- The task: Below is a block of records; repeat each one exactly.

Records from a data collection:
PR #2216, opened 2026-05-20
chart: add env for controller-manager

rayne-Li:
## Pull Request Description
according to #1349, now controller-manager will curl /metrics on vllm pods by interval `AIBRIX_POD_METRIC_REFRESH_INTERVAL_MS` in `pkg/cache/cache_metrics.go`, so we need to add env in chart to control that

- cmd/controllers/main.go
```
	if features.IsControllerEnabled(features.ModelAdapterController) {
		// cache is enabled for model adapter scheduling.
		cache.InitWithOptions(config, stopCh, cache.InitOptions{})
		// All options default to zero values (false, nil, nil)
	}
```

- and ModelAdapterController is enabled by default
```
// EnableAllControllers is used to enable all known controllers.
func EnableAllControllers() {
	// This should be updated to reflect all available controllers.
	EnabledControllers[PodAutoscalerController] = true
	EnabledControllers[ModelAdapterController] = true
	EnabledControllers[DistributedInferenceController] = true
	EnabledControllers[ModelRouteController] = true
	EnabledControllers[KVCacheController] = true
	EnabledControllers[StormServiceController] = true
}
```

### DIFF
--- a/dist/chart/templates/controller-manager/deployment.yaml
+++ b/dist/chart/templates/controller-manager/deployment.yaml
@@ -30,9 +30,10 @@ spec:
         env:
         - name: AIBRIX_GATEWAY_TIMEOUT_SECONDS
           value: "{{ .Values.controllerManager.gatewayTimeoutSeconds }}"
-{{- range $key, $val := .Values.controllerManager.container.envs }}
+{{- $envs := .Values.controllerManager.container.envs }}
+{{- range $key := keys $envs | sortAlpha }}
         - name: {{ $key }}
-          value: "{{ $val }}"
+          value: {{ index $envs $key | quote }}
 {{- end }}
         image: {{ .Values.controllerManager.container.image.repository }}:{{ .Values.controllerManager.container.image.tag }}
         imagePullPolicy: {{ .Values.controllerManager.container.image.imagePullPolicy }}
--- a/dist/chart/templates/controller-manager/deployment.yaml
+++ b/dist/chart/templates/controller-manager/deployment.yaml
@@ -30,6 +30,10 @@ spec:
         env:
         - name: AIBRIX_GATEWAY_TIMEOUT_SECONDS
           value: "{{ .Values.controllerManager.gatewayTimeoutSeconds }}"
+{{- range $key, $val := .Values.controllerManager.container.envs }}
+        - name: {{ $key }}
+          value: "{{ $val }}"
+{{- end }}
         image: {{ .Values.controllerManager.container.image.repository }}:{{ .Values.controllerManager.container.image.tag }}
         imagePullPolicy: {{ .Values.controllerManager.container.image.imagePullPolicy }}
         name: manager
--- a/dist/chart/templates/controller-manager/deployment.yaml
+++ b/dist/chart/templates/controller-manager/deployment.yaml
@@ -32,7 +32,7 @@ spec:
           value: "{{ .Values.controllerManager.gatewayTimeoutSeconds }}"
 {{- range $key, $val := .Values.controllerManager.container.envs }}
         - name: {{ $key }}
-          value: "{{ $val }}"
+          value: "{{ $val | quote }}"
 {{- end }}
         image: {{ .Values.controllerManager.container.image.repository }}:{{ .Values.controllerManager.container.image.tag }}
         imagePullPolicy: {{ .Values.controllerManager.container.image.imagePullPolicy }}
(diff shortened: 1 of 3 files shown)


rayne-Li:
@varungup90 could you please help me to find why chat install ci always failed? 

do we lost "webhook-configuration" creation in CI?

```
E0527 02:15:09.334412       1 rotator.go:822] "msg"="Webhook not found. Unable to update certificate." "error"="ValidatingWebhookConfiguration.admissionregistration.k8s.io \"aibrix-validating-webhook-configuration\" not found" "gvk"={"Group":"admissionregistration.k8s.io","Version":"v1","Kind":"ValidatingWebhookConfiguration"} "logger"="cert-rotation" "name"="aibrix-validating-webhook-configuration"
E0527 02:15:09.334534       1 rotator.go:822] "msg"="Webhook not found. Unable to update certificate." "error"="MutatingWebhookConfiguration.admissionregistration.k8s.io \"aibrix-mutating-webhook-configuration\" not found" "gvk"={"Group":"admissionregistration.k8s.io","Version":"v1","Kind":"MutatingWebhookConfiguration"} "logger"="cert-rotation" "name"="aibrix-mutating-webhook-configuration"
```

varungup90:
@rayne-Li helm chart CI is broken right now. Will review and merge it shortly.

varungup90:
Thanks for putting this together! I’ve reviewed the changes and have a few observations and suggestions to help make this implementation a bit more robust:

### ⚠️ Issues & Suggestions

**1. Redundant and Fragile Default Value**
The Go code already has a hardcoded fallback (`defaultPodMetricRefreshIntervalInMS = 50`). Setting this same default explicitly in the chart's `values.yaml` introduces a couple of minor issues:

* Users will always get this environment variable injected, even if they don't explicitly need to tune it.
* If the Go default ever changes in the future, the chart's `values.yaml` will silently override it, causing a drift between Helm deployments and raw Kustomize deployments.
* **Suggestion:** Consider omitting this from `values.yaml` defaults (leaving `envs: {}`) and documenting it as a comment instead:
```yaml
envs: {}
  # AIBRIX_POD_METRIC_REFRESH_INTERVAL_MS: "50"  # Uncomment to tune for high-latency or low-traffic environments

```



**2. Duplicate Environment Variable Risk (`AIBRIX_GATEWAY_TIMEOUT_SECONDS`)**
The template currently has two injection paths: a hardcoded path for `AIBRIX_GATEWAY_TIMEOUT_SECONDS` and a generic loop for the `envs` map. If a user accidentally adds `AIBRIX_GATEWAY_TIMEOUT_SECONDS` to the `envs` block, it will create a duplicate environment variable in Kubernetes. While this is a pre-existing design inconsistency, this PR widens the surface area for it.

* **Suggestion:** Add a brief note in `values.yaml` clarifying that `AIBRIX_GATEWAY_TIMEOUT_SECONDS` is managed exclusively via `controllerManager.gatewayTimeoutSeconds` and should not be added to the `envs` map.

**3. Silent Acceptance of Non-Matching Keys in Schema**
In `values.schema.json`, the regex pattern requires keys to be uppercase (`"^[A-Z_][A-Z0-9_]*$"`). However, without setting `"additionalProperties": false`, invalid keys (like lowercase ones) will be silently accepted rather than rejected by the schema. This matches the existing behavior of `gatewayPlugin`, so it is consistent, but it is worth noting in case we want stricter validation.

**4. Non-Deterministic Environment Variable Ordering**
Using `range` over a map (dict) in Helm produces a non-deterministic order when generating the manifests. While this won't cause functional bugs, it can produce noisy diffs in GitOps tools like ArgoCD or when running `helm diff`. This also matches the existing `gatewayPlugin` behavior, but is something to be aware of.

**5. Missing Context in PR Description**
The PR description mentions that the controller-manager will now curl `/metrics` on vLLM pods, but it doesn't link to the feature PR or commit that introduced this behavior.

* **Suggestion:** Adding a link to the relevant PR/commit would be incredibly helpful for reviewers trying to understand the motivation behind this change.

### 🔍 Minor Observation

* **YAML Hierarchy:** Just a quick sanity check—ensure that the `envs` key in `values.yaml` is properly indented as a sibling to `probes` under the `container` key, rather than being accidentally nested inside `probes`. The diff context looks correct, but it’s worth verifying in the full file!

rayne-Li:
@varungup90 
i have fixed 5 points as you mentioned

rayne-Li:
@varungup90 please take a look at this 😄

- Result:
PR #2216, opened 2026-05-20
chart: add env for controller-manager

rayne-Li:
## Pull Request Description
according to #1349, now controller-manager will curl /metrics on vllm pods by interval `AIBRIX_POD_METRIC_REFRESH_INTERVAL_MS` in `pkg/cache/cache_metrics.go`, so we need to add env in chart to control that

- cmd/controllers/main.go
```
	if features.IsControllerEnabled(features.ModelAdapterController) {
		// cache is enabled for model adapter scheduling.
		cache.InitWithOptions(config, stopCh, cache.InitOptions{})
		// All options default to zero values (false, nil, nil)
	}
```

- and ModelAdapterController is enabled by default
```
// EnableAllControllers is used to enable all known controllers.
func EnableAllControllers() {
	// This should be updated to reflect all available controllers.
	EnabledControllers[PodAutoscalerController] = true
	EnabledControllers[ModelAdapterController] = true
	EnabledControllers[DistributedInferenceController] = true
	EnabledControllers[ModelRouteController] = true
	EnabledControllers[KVCacheController] = true
	EnabledControllers[StormServiceController] = true
}
```

### DIFF
--- a/dist/chart/templates/controller-manager/deployment.yaml
+++ b/dist/chart/templates/controller-manager/deployment.yaml
@@ -30,9 +30,10 @@ spec:
         env:
         - name: AIBRIX_GATEWAY_TIMEOUT_SECONDS
           value: "{{ .Values.controllerManager.gatewayTimeoutSeconds }}"
-{{- range $key, $val := .Values.controllerManager.container.envs }}
+{{- $envs := .Values.controllerManager.container.envs }}
+{{- range $key := keys $envs | sortAlpha }}
         - name: {{ $key }}
-          value: "{{ $val }}"
+          value: {{ index $envs $key | quote }}
 {{- end }}
         image: {{ .Values.controllerManager.container.image.repository }}:{{ .Values.controllerManager.container.image.tag }}
         imagePullPolicy: {{ .Values.controllerManager.container.image.imagePullPolicy }}
--- a/dist/chart/templates/controller-manager/deployment.yaml
+++ b/dist/chart/templates/controller-manager/deployment.yaml
@@ -30,6 +30,10 @@ spec:
         env:
         - name: AIBRIX_GATEWAY_TIMEOUT_SECONDS
           value: "{{ .Values.controllerManager.gatewayTimeoutSeconds }}"
+{{- range $key, $val := .Values.controllerManager.container.envs }}
+        - name: {{ $key }}
+          value: "{{ $val }}"
+{{- end }}
         image: {{ .Values.controllerManager.container.image.repository }}:{{ .Values.controllerManager.container.image.tag }}
         imagePullPolicy: {{ .Values.controllerManager.container.image.imagePullPolicy }}
         name: manager
--- a/dist/chart/templates/controller-manager/deployment.yaml
+++ b/dist/chart/templates/controller-manager/deployment.yaml
@@ -32,7 +32,7 @@ spec:
           value: "{{ .Values.controllerManager.gatewayTimeoutSeconds }}"
 {{- range $key, $val := .Values.controllerManager.container.envs }}
         - name: {{ $key }}
-          value: "{{ $val }}"
+          value: "{{ $val | quote }}"
 {{- end }}
         image: {{ .Values.controllerManager.container.image.repository }}:{{ .Values.controllerManager.container.image.tag }}
         imagePullPolicy: {{ .Values.controllerManager.container.image.imagePullPolicy }}
(diff shortened: 1 of 3 files shown)


rayne-Li:
@varungup90 could you please help me to find why chat install ci always failed? 

do we lost "webhook-configuration" creation in CI?

```
E0527 02:15:09.334412       1 rotator.go:822] "msg"="Webhook not found. Unable to update certificate." "error"="ValidatingWebhookConfiguration.admissionregistration.k8s.io \"aibrix-validating-webhook-configuration\" not found" "gvk"={"Group":"admissionregistration.k8s.io","Version":"v1","Kind":"ValidatingWebhookConfiguration"} "logger"="cert-rotation" "name"="aibrix-validating-webhook-configuration"
E0527 02:15:09.334534       1 rotator.go:822] "msg"="Webhook not found. Unable to update certificate." "error"="MutatingWebhookConfiguration.admissionregistration.k8s.io \"aibrix-mutating-webhook-configuration\" not found" "gvk"={"Group":"admissionregistration.k8s.io","Version":"v1","Kind":"MutatingWebhookConfiguration"} "logger"="cert-rotation" "name"="aibrix-mutating-webhook-configuration"
```

varungup90:
@rayne-Li helm chart CI is broken right now. Will review and merge it shortly.

varungup90:
Thanks for putting this together! I’ve reviewed the changes and have a few observations and suggestions to help make this implementation a bit more robust:

### ⚠️ Issues & Suggestions

**1. Redundant and Fragile Default Value**
The Go code already has a hardcoded fallback (`defaultPodMetricRefreshIntervalInMS = 50`). Setting this same default explicitly in the chart's `values.yaml` introduces a couple of minor issues:

* Users will always get this environment variable injected, even if they don't explicitly need to tune it.
* If the Go default ever changes in the future, the chart's `values.yaml` will silently override it, causing a drift between Helm deployments and raw Kustomize deployments.
* **Suggestion:** Consider omitting this from `values.yaml` defaults (leaving `envs: {}`) and documenting it as a comment instead:
```yaml
envs: {}
  # AIBRIX_POD_METRIC_REFRESH_INTERVAL_MS: "50"  # Uncomment to tune for high-latency or low-traffic environments

```



**2. Duplicate Environment Variable Risk (`AIBRIX_GATEWAY_TIMEOUT_SECONDS`)**
The template currently has two injection paths: a hardcoded path for `AIBRIX_GATEWAY_TIMEOUT_SECONDS` and a generic loop for the `envs` map. If a user accidentally adds `AIBRIX_GATEWAY_TIMEOUT_SECONDS` to the `envs` block, it will create a duplicate environment variable in Kubernetes. While this is a pre-existing design inconsistency, this PR widens the surface area for it.

* **Suggestion:** Add a brief note in `values.yaml` clarifying that `AIBRIX_GATEWAY_TIMEOUT_SECONDS` is managed exclusively via `controllerManager.gatewayTimeoutSeconds` and should not be added to the `envs` map.

**3. Silent Acceptance of Non-Matching Keys in Schema**
In `values.schema.json`, the regex pattern requires keys to be uppercase (`"^[A-Z_][A-Z0-9_]*$"`). However, without setting `"additionalProperties": false`, invalid keys (like lowercase ones) will be silently accepted rather than rejected by the schema. This matches the existing behavior of `gatewayPlugin`, so it is consistent, but it is worth noting in case we want stricter validation.

**4. Non-Deterministic Environment Variable Ordering**
Using `range` over a map (dict) in Helm produces a non-deterministic order when generating the manifests. While this won't cause functional bugs, it can produce noisy diffs in GitOps tools like ArgoCD or when running `helm diff`. This also matches the existing `gatewayPlugin` behavior, but is something to be aware of.

**5. Missing Context in PR Description**
The PR description mentions that the controller-manager will now curl `/metrics` on vLLM pods, but it doesn't link to the feature PR or commit that introduced this behavior.

* **Suggestion:** Adding a link to the relevant PR/commit would be incredibly helpful for reviewers trying to understand the motivation behind this change.

### 🔍 Minor Observation

* **YAML Hierarchy:** Just a quick sanity check—ensure that the `envs` key in `values.yaml` is properly indented as a sibling to `probes` under the `container` key, rather than being accidentally nested inside `probes`. The diff context looks correct, but it’s worth verifying in the full file!

rayne-Li:
@varungup90 
i have fixed 5 points as you mentioned

rayne-Li:
@varungup90 please take a look at this 😄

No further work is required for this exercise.